This is the blog version of a talk that Maya gave at October’s SnooSec meetup — get the slides. Enjoy! -Clint

Throughout the fall of 2024, I interviewed 57 security leaders to understand their biggest pain points in our industry, which is to say, I asked them “What sucks in security?”. These weren’t just theoretical discussions – I wanted to know what is currently challenging for their teams and where they are choosing to invest their limited resources, as I investigate how I can best contribute to security — but they were sometimes bordering on CISO therapy sessions.

In each discussion, we covered their role, team structure, infrastructure choices, and priorities. But most importantly, I asked them where they are encountering problems in their security programs. Every conversation was different: I didn’t follow a perfect script and ask the same questions every time.
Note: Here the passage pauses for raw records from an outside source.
PR #1312, opened 2020-11-16
[WIP] Construct clients/managers inside AsyncReconciler.Reconcile

babbageclunk:
This defers constructing the ARM client instances until we get a request, so that in future the reconciler can get credentials from a location specific to the resource being reconciled.

Add resourcemanager.ClientFactory type, and change AsyncReconciler to accept a ClientFactory so that it can construct the client on each request.

Add a NewARMClient function conforming to ClientFactory every resource package, and pass those in to the reconcilers.

This is part of implementing #1173 based on the work in #1206.

gif

**If applicable**:
- [ ] this PR contains tests

### DIFF
--- a/controllers/async_controller.go
+++ b/controllers/async_controller.go
@@ -60,10 +60,10 @@ func (r *AsyncReconciler) Reconcile(req ctrl.Request, obj runtime.Object) (resul
 	var secretClient secrets.SecretClient
 	if keyvaultName == "" {
 		r.Telemetry.LogInfoByInstance("status", "keyvault name is empty", req.String())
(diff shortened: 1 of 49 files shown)


matthchr:
@babbageclunk what's the status of this PR?

babbageclunk:
I've been keeping it up to date but it's on-hold while we work out what our multitenancy approach will be - the operator-per-namespace approach doesn't really require this change from my perspective. Could close it for now and resurrect if we decide to go down this route?

babbageclunk:
Closing this for now - we're working on operator-per-namespace first, then will come back to this after that.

So, the data I collected is often incomplete — it’s a great indication of broad trends in the industry, but not a perfect data set.

tl;dr: The top technology pain points are:

• Ticket-based and inconsistent access management

• Disparate vulnerability prioritization and remediation workflows,

• And obtaining and using SaaS logs.

A proliferation of vendors, underclear ownership of services and assets, and the difficulty of successfully communicating and explaining security risks exacerbate other security problems.

Demographics

Through warm intros, I connected with primarily CISOs at tech-forward companies with 500 to 5,000 employees in the United States:

• I spoke to 29 CISOs, but also 25 other security leaders and practitioners responsible for some aspect of security in their organization, e.g., head of Cloud Security or head of SecOps. The remaining 3 interviewees were those who were the closest equivalent to a security leader in their organization, including a CTO, VP Eng, and CEO.

• Their organizations ranged from 30-person startups to 240,000 employee multinationals, with a median of 1,525 employees.

• Their security teams ranged from 1 to 300 people, with a median of 14. (The data is imperfect, as I didn’t always ask this question.) This means that the security team was from 0.7% to 7.5% of total employees in the organization.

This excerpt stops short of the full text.